Source records
PR #16, opened 2025-02-07
Update augmented steam to make the build smaller

tddebart:
I removed the images and localization folder from the build files so it is now 2.08mb instead of 6.4mb


shdwmtr:
You could also automate updating the commit sha instead of doing it manually.

PR #28, opened 2025-04-16
Adding steam-librarian plugin

luthor112:
Should be fixed now


shdwmtr:
Your `open_millennium_settings` function in python is unneeded. You can simply do. `window.open('steam://millennium', '_blank');` in JavaScript. 

Assuming this builds though, I'll merge it an you can fix that later.

PR #42, opened 2025-05-08
Adding steam-collections-plus v1.0.0

luthor112:


shdwmtr:
Just so you know, you should always make an effort to use React instead of manually creating elements. Millennium's API gives you ways to hook Steams internal components to render inside of them instead of finding it by class, and replacing it manually. 

For example, this is how millennium patches the Steam context menu.

```ts
function RenderSettingsModal(_: any, retObj: any) {
	const index = retObj.props.menuItems.findIndex((prop: any) => prop.name === '#Menu_Settings');

	const [isMillenniumOpen, setIsMillenniumOpen] = useState(false);

	if (index !== -1) {
		retObj.props.menuItems.splice(index + 1, 0, {
			name: 'Millennium Settings',
			onClick: () => {
				setIsMillenniumOpen(true);
			},
			visible: true,
		});
	}

	return (
		<>
			{isMillenniumOpen && <RenderMillennium setIsMillenniumOpen={setIsMillenniumOpen} />}
			{retObj.type(retObj.props)}
		</>
	);
}

const PatchRootMenu = () => {
	const steamRootMenu = findInReactTree(getReactRoot(document.getElementById('root') as any), (m) => {
		return m?.pendingProps?.title === 'Steam' && m?.pendingProps?.menuContent;
	});

	afterPatch(steamRootMenu.pendingProps.menuContent, 'type', RenderSettingsModal.bind(this));
};
```

This solution wont work for every component though, you'll have to manually sort through the components and reverse them. 
You can follow up on discord and I can help you if you need it.

PR #71, opened 2025-09-14
chore: update achievement groups plugin with small fix

BossSloth:
I no longer seem to have push rights to this repo, don't know if this was intentional or not. 
So I'll just open this pr for a small fix for the achievement groups plugin.


shdwmtr:
It was not intentional; must have broke it when changing some of the repo settings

What to produce: Identify every line above with the string "true" in it. Copy those lines.

Solution to this problem:
				setIsMillenniumOpen(true);
			visible: true,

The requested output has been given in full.